§ Exercise description: In the listing below, find the line containing "PR #392, opened 2020-03-16" and the line containing "Thanks, merging this one!". Repeat exactly those two lines and every line between them, nothing more.

§ Data supplied:
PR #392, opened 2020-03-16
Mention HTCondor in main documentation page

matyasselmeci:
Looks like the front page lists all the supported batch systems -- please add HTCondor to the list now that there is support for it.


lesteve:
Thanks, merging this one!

* * *

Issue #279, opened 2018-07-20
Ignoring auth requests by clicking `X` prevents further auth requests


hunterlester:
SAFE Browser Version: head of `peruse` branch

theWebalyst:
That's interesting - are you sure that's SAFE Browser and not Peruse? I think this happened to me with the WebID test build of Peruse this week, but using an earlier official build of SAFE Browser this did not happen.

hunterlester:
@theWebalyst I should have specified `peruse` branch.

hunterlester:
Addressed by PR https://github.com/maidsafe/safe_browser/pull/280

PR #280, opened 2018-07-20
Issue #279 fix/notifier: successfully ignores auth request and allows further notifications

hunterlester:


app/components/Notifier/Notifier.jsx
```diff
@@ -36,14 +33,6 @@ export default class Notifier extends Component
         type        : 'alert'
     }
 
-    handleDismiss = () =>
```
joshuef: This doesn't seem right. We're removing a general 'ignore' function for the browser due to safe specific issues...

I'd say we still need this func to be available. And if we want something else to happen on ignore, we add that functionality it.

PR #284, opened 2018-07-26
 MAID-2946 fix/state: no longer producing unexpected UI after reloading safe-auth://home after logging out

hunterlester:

--

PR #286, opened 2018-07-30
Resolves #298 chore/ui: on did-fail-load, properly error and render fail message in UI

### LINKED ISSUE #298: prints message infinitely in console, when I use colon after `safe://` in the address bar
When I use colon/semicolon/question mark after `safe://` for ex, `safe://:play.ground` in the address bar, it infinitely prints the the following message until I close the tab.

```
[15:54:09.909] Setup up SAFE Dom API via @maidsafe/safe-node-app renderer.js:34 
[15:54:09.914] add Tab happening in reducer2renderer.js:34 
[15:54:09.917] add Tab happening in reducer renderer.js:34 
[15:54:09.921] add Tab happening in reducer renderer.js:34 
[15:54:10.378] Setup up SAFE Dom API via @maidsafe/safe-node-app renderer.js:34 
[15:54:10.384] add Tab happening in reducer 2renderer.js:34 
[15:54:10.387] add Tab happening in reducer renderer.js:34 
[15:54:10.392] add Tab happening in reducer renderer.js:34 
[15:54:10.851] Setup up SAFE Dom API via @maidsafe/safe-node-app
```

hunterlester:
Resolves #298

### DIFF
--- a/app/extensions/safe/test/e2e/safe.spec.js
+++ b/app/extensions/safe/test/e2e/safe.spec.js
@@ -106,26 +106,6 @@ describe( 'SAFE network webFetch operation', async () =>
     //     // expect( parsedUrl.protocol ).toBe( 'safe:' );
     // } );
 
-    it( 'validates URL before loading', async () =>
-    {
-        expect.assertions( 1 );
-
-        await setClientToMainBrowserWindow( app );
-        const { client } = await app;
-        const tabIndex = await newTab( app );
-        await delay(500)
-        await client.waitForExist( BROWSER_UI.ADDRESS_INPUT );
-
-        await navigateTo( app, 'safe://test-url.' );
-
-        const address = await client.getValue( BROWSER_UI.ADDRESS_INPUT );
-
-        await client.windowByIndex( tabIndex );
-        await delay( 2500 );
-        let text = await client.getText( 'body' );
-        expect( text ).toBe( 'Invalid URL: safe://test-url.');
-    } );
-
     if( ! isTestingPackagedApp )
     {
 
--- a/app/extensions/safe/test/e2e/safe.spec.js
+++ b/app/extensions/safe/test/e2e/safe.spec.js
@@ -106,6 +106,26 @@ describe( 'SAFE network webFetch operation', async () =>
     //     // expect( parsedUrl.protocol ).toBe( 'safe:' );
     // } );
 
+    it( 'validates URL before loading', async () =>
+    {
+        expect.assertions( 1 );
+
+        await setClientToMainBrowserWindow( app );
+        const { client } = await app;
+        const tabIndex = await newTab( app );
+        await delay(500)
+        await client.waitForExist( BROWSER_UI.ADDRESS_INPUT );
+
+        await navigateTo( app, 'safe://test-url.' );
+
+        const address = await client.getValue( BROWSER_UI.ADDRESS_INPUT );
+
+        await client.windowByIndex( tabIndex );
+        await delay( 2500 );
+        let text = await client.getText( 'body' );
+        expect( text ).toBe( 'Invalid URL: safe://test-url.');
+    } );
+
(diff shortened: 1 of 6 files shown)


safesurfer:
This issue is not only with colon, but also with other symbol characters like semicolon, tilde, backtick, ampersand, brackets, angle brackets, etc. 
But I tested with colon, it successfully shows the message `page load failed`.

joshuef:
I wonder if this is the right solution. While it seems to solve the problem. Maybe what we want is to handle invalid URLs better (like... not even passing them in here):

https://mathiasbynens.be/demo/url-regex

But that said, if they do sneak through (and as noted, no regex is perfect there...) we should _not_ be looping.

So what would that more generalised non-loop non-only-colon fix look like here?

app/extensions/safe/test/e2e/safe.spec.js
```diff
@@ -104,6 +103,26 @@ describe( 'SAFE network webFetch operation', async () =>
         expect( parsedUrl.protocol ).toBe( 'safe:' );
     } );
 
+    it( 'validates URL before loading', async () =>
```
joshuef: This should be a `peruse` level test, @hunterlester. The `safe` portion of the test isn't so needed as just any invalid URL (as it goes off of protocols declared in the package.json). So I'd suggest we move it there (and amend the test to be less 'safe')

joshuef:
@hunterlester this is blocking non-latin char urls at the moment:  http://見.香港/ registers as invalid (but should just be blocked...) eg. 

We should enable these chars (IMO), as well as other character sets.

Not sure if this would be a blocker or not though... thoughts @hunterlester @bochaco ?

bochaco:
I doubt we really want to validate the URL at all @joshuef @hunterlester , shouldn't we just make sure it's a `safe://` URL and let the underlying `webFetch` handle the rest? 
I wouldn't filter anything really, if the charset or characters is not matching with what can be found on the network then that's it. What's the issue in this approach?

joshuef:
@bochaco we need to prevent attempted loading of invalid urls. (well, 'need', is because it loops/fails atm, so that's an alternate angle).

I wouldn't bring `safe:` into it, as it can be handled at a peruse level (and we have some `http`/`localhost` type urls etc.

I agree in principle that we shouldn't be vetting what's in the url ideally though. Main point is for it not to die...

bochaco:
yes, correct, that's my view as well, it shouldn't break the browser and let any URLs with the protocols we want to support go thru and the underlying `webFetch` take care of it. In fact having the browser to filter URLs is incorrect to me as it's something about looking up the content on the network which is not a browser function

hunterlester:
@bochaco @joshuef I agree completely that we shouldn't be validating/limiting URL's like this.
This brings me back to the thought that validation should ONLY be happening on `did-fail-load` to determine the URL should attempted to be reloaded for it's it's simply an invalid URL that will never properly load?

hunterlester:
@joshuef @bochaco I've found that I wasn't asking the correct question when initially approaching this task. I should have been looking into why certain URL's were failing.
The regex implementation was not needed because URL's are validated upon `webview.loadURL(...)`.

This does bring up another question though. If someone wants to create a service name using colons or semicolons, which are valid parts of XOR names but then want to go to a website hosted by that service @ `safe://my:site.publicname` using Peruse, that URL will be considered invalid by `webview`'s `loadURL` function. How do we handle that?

§ Expected output:
PR #392, opened 2020-03-16
Mention HTCondor in main documentation page

matyasselmeci:
Looks like the front page lists all the supported batch systems -- please add HTCondor to the list now that there is support for it.


lesteve:
Thanks, merging this one!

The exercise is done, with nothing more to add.